[The data — start]

PR #231, opened 2017-03-30
BUG: fixes Bad XML for segimage2itkimage (issue #230)

### LINKED ISSUE #230: Bad XML for segimage2itkimage
The XML produced by segimage2itkimage specifies `outputDirName` with a `channel` of `input` (see the snippet below).  However, as the name suggests, the `channel` should be `output`.  I doubt that this will work inside Slicer.

Can this be fixed?

Thanks,
-dan

```
    <file>
      <name>outputDirName</name>
      <label>Output directory name</label>
      <channel>input</channel>
      <longflag>outputDirectory</longflag>
      <description>Directory to store individual segments saved using the output format specified files. When specified, file names will contain prefix, followed by the segment number.</description>
    </file>
```

che85:
fixes #230

### DIFF
--- a/apps/seg/segimage2itkimage.xml
+++ b/apps/seg/segimage2itkimage.xml
@@ -22,7 +22,7 @@
     <directory>
       <name>outputDirName</name>
       <label>Output directory name</label>
-      <channel>input</channel>
+      <channel>output</channel>
       <longflag>outputDirectory</longflag>
       <description>Directory to store individual segments saved using the output format specified files. When specified, file names will contain prefix, followed by the segment number.</description>
     </directory>


fedorov:
@blezek, I am merging this, since it can't hurt. Whenever I get a chance I will discuss with @pieper or @jcfr to clarify semantics of SEM.

I won't be able to generate packages until next week though, since for now I am generating and uploading them manually, since our automatic CI packaging is not yet working.

fedorov:
@che85 can you please review other CLIs and make sure the assignment of channel type is consistent in other places?

che85:
@fedorov I checked once already, but I can check again to make sure.

fedorov:
Thanks Christian. you didn't mention explicitly initially, so I was not sure.

che85:
Not sure about that

https://github.com/QIICR/dcmqi/blob/master/apps/paramaps/paramap2itkimage.xml#L34-L57

there is no channel defined at all.

che85:
@fedorov All other apps are correct

pieper:
@fedorov I think you heard from the real authority because Dan Blezek was one of the original developers of the CLI XML (along with Jim Miller and Bill Lorensen) in the early days of NA-MIC.

blezek:
But I'm old and grey now and forgot all the things I did in my youthful years... :smile:

`channels` are only needed when this is I/O involved, and are clues to the consumer of the CLI as to how to get data in and out of the plugin.  Frankly, I'm surprised the CLI stuck around so long.

fedorov:
Ok, thank you Dan and Steve! Let me know if there are other instances where
we need to update XML syntax. If I don't forget, I will add this
clarification to the wiki (am on the plane right now writing emails in
offline mode).

PR #242, opened 2017-04-26
BUG: after SegmentedPropertyType selection Modifier selector got neve…

che85:
…r enabled

available for testing on http://che85.github.io/dcmqi/#/seg once GitHub cache gets updated

### DIFF
--- a/js/controllers.js
+++ b/js/controllers.js
@@ -814,6 +814,7 @@ define(['ajv'], function (Ajv) {
       }
       $rootScope.$emit(self.selectionChangedEvent, {
         item:self.selectedItem,
+        segmentNumber:$scope.segmentNumber,
         value:item ? item.object : item,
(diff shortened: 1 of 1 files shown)


js/controllers.js
```diff
@@ -814,6 +814,7 @@ define(['ajv'], function (Ajv) {
       }
       $rootScope.$emit(self.selectionChangedEvent, {
         item:self.selectedItem,
+        segmentNumber:$scope.segmentNumber,
```
fedorov: It appears to work, but I have to say that by simply looking at the variables names and context - looks like magic to me!

che85: There is a segmentNumber comparison so that the current segment (displayed tab segment number) matches the segmentNumber for the selector so that not accidentally another segments attribute get changed (emitted)

PR #254, opened 2017-05-19
ENH: adding checks for existence of file/files in file list (issue #225)

### LINKED ISSUE #225: Check whether input files/output paths exist
Tell users if they don't exist to help troubleshoot problems. Print absolute path for the input filenames/directories passed by the user.

- [x] itkimage2paramap
- [x] paramap2itkimage
- [x] itkimage2segimage
- [x] segimage2itkimage
- [x] tid1500reader
- [x] tid1500writer

che85:
* cerr upon missing file/directory and EXIT_FAILURE

fixes #225

### DIFF
--- a/libsrc/Helper.cpp
+++ b/libsrc/Helper.cpp
@@ -4,6 +4,34 @@
 
 namespace dcmqi {
 
+  bool Helper::isUndefinedOrPathDoesNotExist(const string &var, const string &humanReadableName) {
+    return Helper::isUndefined(var, humanReadableName) || !Helper::pathExists(var);
+  }
+
+  bool Helper::isUndefinedOrPathsDoNotExist(vector<string> &var, const string &humanReadableName) {
+    return Helper::isUndefined(var, humanReadableName) || !Helper::pathsExist(var);
+  }
+
+  bool Helper::pathsExist(const vector<string> &paths) {
+    bool allExist = true;
+    for(vector<string>::const_iterator iter = paths.begin(); iter != paths.end(); ++iter) {
+      if (!Helper::pathExists(*iter)){
+        allExist = false;
+      }
+    }
+    return allExist;
+  }
+
+  bool Helper::pathExists(const string &path) {
+    struct stat buffer;
+    if (stat (path.c_str(), &buffer) != 0) {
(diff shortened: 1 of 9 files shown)


che85:
Maybe also should add some ctests where it is expected to fail

fedorov:
Looks good!

The only issue I have with this PR is that the naming of the functions is a bit confusing `exists`, `filesExist`, `isEmptyOrDoesNotExist`, `isEmptyOrFilesDoNotExist`. 

It is not always clear (and maybe inconsistent) what `exist` refers to. It looks like sometime "isEmpty" checks whether a vector is empty, sometime it checks whether directory is empty, but it can also check whether file exists ... Since `dcmqi::helper` is not a file-system-operations-specific helper, it probably makes sense to include explicitly what is being checked into the function name. What do you think?

I was also confused by this line: `helper::isEmpty(outputParaMapFileName, "Output DICOM file"))`. What is the expected behavior here? What would it mean for an output file to be empty?!

How about the following names:
* `pathExists`: both for directories and individual files
* `pathsExist`: for checking lists of paths
* I am not sure what `isEmpty` as applied to an output file should be. I guess you wanted to have a single function to check the length of a string and the length of an array? I am NOT sure it is a good idea! I would just use string::size() explicitly when string size needs to be checked.

che85:
@fedorov Please take a look at the method names now. It should be more readable now. Let me know if you have any objections

libsrc/Helper.cpp
```diff
@@ -49,7 +77,7 @@ namespace dcmqi {
           dcmDatasets[i]->findAndGetOFString(DCM_SOPInstanceUID, tmp);
           if (tmp == sopInstanceUID) {
             cout << dicomImageFiles[dcmFileNumber].c_str() << " with SOPInstanceUID: " << sopInstanceUID
-                 << " already exists" << endl;
+                 << " already pathExists" << endl;
```
fedorov: was this replaced accidentally?

che85: Oh yeah! Accidentally....

che85:
@fedorov I squashed the commits. Feel free to merge.

PR #267, opened 2017-06-23
ENH: updated dcmtk revision, included header files in the cmake library sources

che85:
* added includes in CMakeLists.txt for allowing CLion to resolve
references


che85:
👍

fedorov:
There goes the mystery of CircleCI untriggered build, I hope! :-)

fedorov:
@che85 so it was good to wait for CircleCI results - apparently the issue was not caught by the other two, although I don't know why.

PR #269, opened 2017-06-28
Make composite context/image library directories parameters optional in tid1500writer

fedorov:


fedorov:
@nolden @JasminMetzger this issue we discussed today should now be resolved and I think absolute paths should work for the metadata JSON passed to `tid1500writer`.

PR #270, opened 2017-06-29
ENH: add a test of converting pm with no derivation items

fedorov:
NB: the new test is expected to fail due to known problems leading to segfault
that will be fixed in another commit


fedorov:
This new test exposed another problem, or perhaps multiple problems!

```
10: The size of the Baseline image and Test image do not match!
10: Baseline image: /Users/fedorov/github/dcmqi/data/paramaps//pm-example-3slices.nrrd 
  has size [255, 252, 3, 1, 1, 1]
10: Test image:     /Users/fedorov/local/builds/dcmqi-refactored/dcmqi-build/Testing/Temporary/pmap/makeNRRDParametricMap-3slices-pmap.nrrd 
  has size [252, 255, 3, 1, 1, 1]
```

By accident, I created a sample dataset that has a different matrix size (I was using CropVolume from Slicer), and this exposed a problem with change in the dimensions in the output.

Furthermore, the resulting image from the round trip is completely messed up, perhaps because now the matrix size is "weird" (252x255) and something is done differently somewhere!

image

Not at all as simple as I was hoping!...

fedorov:
Tests are passing locally. Confirmed that visually the result also makes sense now.

image

fedorov:
> NB: the new test is expected to fail due to known problems leading to segfault

all tests are expected to pass now, PR rebased to the current master

Issue #253, opened 2017-05-19
Add segmentation file name optional attribute to itkseg2segimage JSON


fedorov:
Following up on #240, it will help integration with Mayo Grunt, and it might help make the usage easier, if the individual sections corresponding to the segments in JSON could be associated explicitly with the segmentation files passed on input.

The idea we agreed upon is to add an optional attribute to each segment group (`segmentationFileName`?) that would correspond to the filename (without path qualifiers) passed to `--inputImageList`.

fedorov:
@blezek @potis sorry for the huge delay, there is always something, but I finally got to work on this. I think #278 should address this need, but can you take a quick look and confirm before we merge?

What I did is I added a new optional attribute to the segmentation parameters schema called `segmentAttributesFileMapping`. When this attribute is present, it should contain as many items as the `segmentAttributes` list, and will contain strings that should uniquely map the items of the `segmentAttributes` list to the file names passed in the command line. The code will search each of the input ITK image file names for exact match of the items in this list, and match ITK images to the items in `segmentAttributes` accordingly. Can you confirm if this will address the issue related to explicitly specifying the order of files that we discussed in #240? Thanks

fedorov:
@blezek @potis - any updates on the grunt side?

fedorov:
@blezek @potis - grunt came up in a discussion today - please let me know if you have any updates/feedback

blezek:
@fedorov @potis  I poked around this morning.  Grunt didn't recognized this bit of XML:

```
   <string-vector>
      <name>dicomImageFiles</name>
      <label>DICOM images file names</label>
      <channel>input</channel>
      <longflag>inputDICOMList</longflag>
      <description>Comma-separated list of DICOM images that correspond to the original image that was segmented. This means you must have access to the original data in DICOM in order to use the converter (at least for now).</description>
    </string-vector>
```

We are going to have to look into what it might take to support, or write a shell script to support.  I'll check with @potis this week.

fedorov:
@blezek can you update the status?

fedorov:
@blezek @potis any hope for this issue?

Looking at https://github.com/Mayo-QIN/grunt, last commit was in Oct 2017. Is that repo maintained/used by anyone?

PR #278, opened 2017-07-17
ENH: adding attribute to link segmentAttributes sub-arrays to specific files

fedorov:
Compiles, need to test

Aims to address #253


include/dcmqi/itkTestMain.h
```diff
@@ -89,7 +89,7 @@ int main(int ac, char *av[])
 {
   itk::FloatingPointExceptions::Enable();
 
-  double       intensityTolerance  = 2.0;
+  double       intensityTolerance  = 0.0001;
```
fedorov: @che85 this was a nasty bug!

fedorov:
@che85 if CIs are green and you have no edits requested, hold on merging for a little bit at least until we hear from @blezek/@potis.

include/dcmqi/itkTestMain.h
che85: That code came from BrainTools.... yeah it's a pretty high tolerance ...

fedorov: Especially for comparing segmentations - they can be very different pixel-wise, but test would still succeed!

che85: Glad that you noticed it....

che85:
LGTM

blezek:
@potis and I reviewed it today, looks good, but we don't have test data.  Could you suggest a test so we can verify that the Docker works as expected?

Go ahead and merge when you are ready.

fedorov:
@blezek we have a test for this, see

https://github.com/QIICR/dcmqi/blob/master/apps/seg/Testing/CMakeLists.txt#L43 (itk2dcm)

and

https://github.com/QIICR/dcmqi/blob/master/apps/seg/Testing/CMakeLists.txt#L127 (dcm2itk for the output of the first one)

Is this what you were looking for?

PR #282, opened 2017-07-25
BUG: fix the order of parameters to import() call

fedorov:
Due to a fixed bug in DCMTK - see discussion in

https://github.com/QIICR/QuantitativeReporting/issues/170#issuecomment-317540337

the order of parameters passed to import changed and dcmqi was incorrectly
importing series attributes, and not importing frame of reference.


fedorov:
@che85 since you are working on #226, can you fix it in that branch too?

PR #298, opened 2017-08-29
Fix setting of cxx standard

jcfr:


fedorov:
@nolden do you want to test if this is working for you before we merge it, since you contributed the earlier patch related to C++11?

jcfr:
@nolden Any objection moving forward with this change ?

nolden:
Looks good to me, thanks for cleaning it up!

PR #299, opened 2017-08-29
Fix warnings

jcfr:


fedorov:
Thank you @jcfr! Sorry we have not fixed this earlier.

PR #1693, opened 2023-09-23
Add SUSE spport to input-leap.spec.in

p12tic:
This extracts part of https://github.com/input-leap/input-leap/pull/1629 that can go in separately.


shymega (commented):
Looks reasonable to me. Makes sense, too. LGTM.

PR #1694, opened 2023-09-23
Cleanup version printing code

p12tic:
## Contributor Checklist:

* [not needed] I have created a file in the `doc/newsfragments` directory *IF* it is a


shymega (commented):
This looks good. I'm currently working on that Rust branch, and part of the initial work is to define static consts with `common/Version` class, but I've found it a bit weirdly defined with it. I'm hoping we can simplify the version handling code, and remove some legacy code in the future, which will pave more obstacles.

PR #1701, opened 2023-10-07
macOS: fix power management assertion handling

Koston-0xDEADBEEF:
Create a single power management assertion ID for announcing user activity on screen enter, instead of creating a new one each time.


Koston-0xDEADBEEF:
This way `pmset -g assertions` output doesn't show a new assertion for Input Leap every time screen is entered; existing assertion is refreshed instead.

p12tic (approved):

PR #1710, opened 2023-10-17
A few minor fixes to the InputCapture backend

whot:
Some fixes to the barrier handling and connection to the right signal

## Contributor Checklist:


shymega:
Thank you for these changes. However, can we get some changes split out into separate PRs? Sorry to be a bother, but it makes it easier to bisect in future should we need to. I think @p12tic would agree.

shymega:
Actually, it's not, strictly speaking, necessary. I'm just going off previous merges.

I'll merge this now, so we have the latest fixes.

Thanks!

[The data — finish]

### [Task objective]
Out of the records above, pull each line containing the word "updates".

### [Output of the exercise]
@blezek @potis - any updates on the grunt side?
@blezek @potis - grunt came up in a discussion today - please let me know if you have any updates/feedback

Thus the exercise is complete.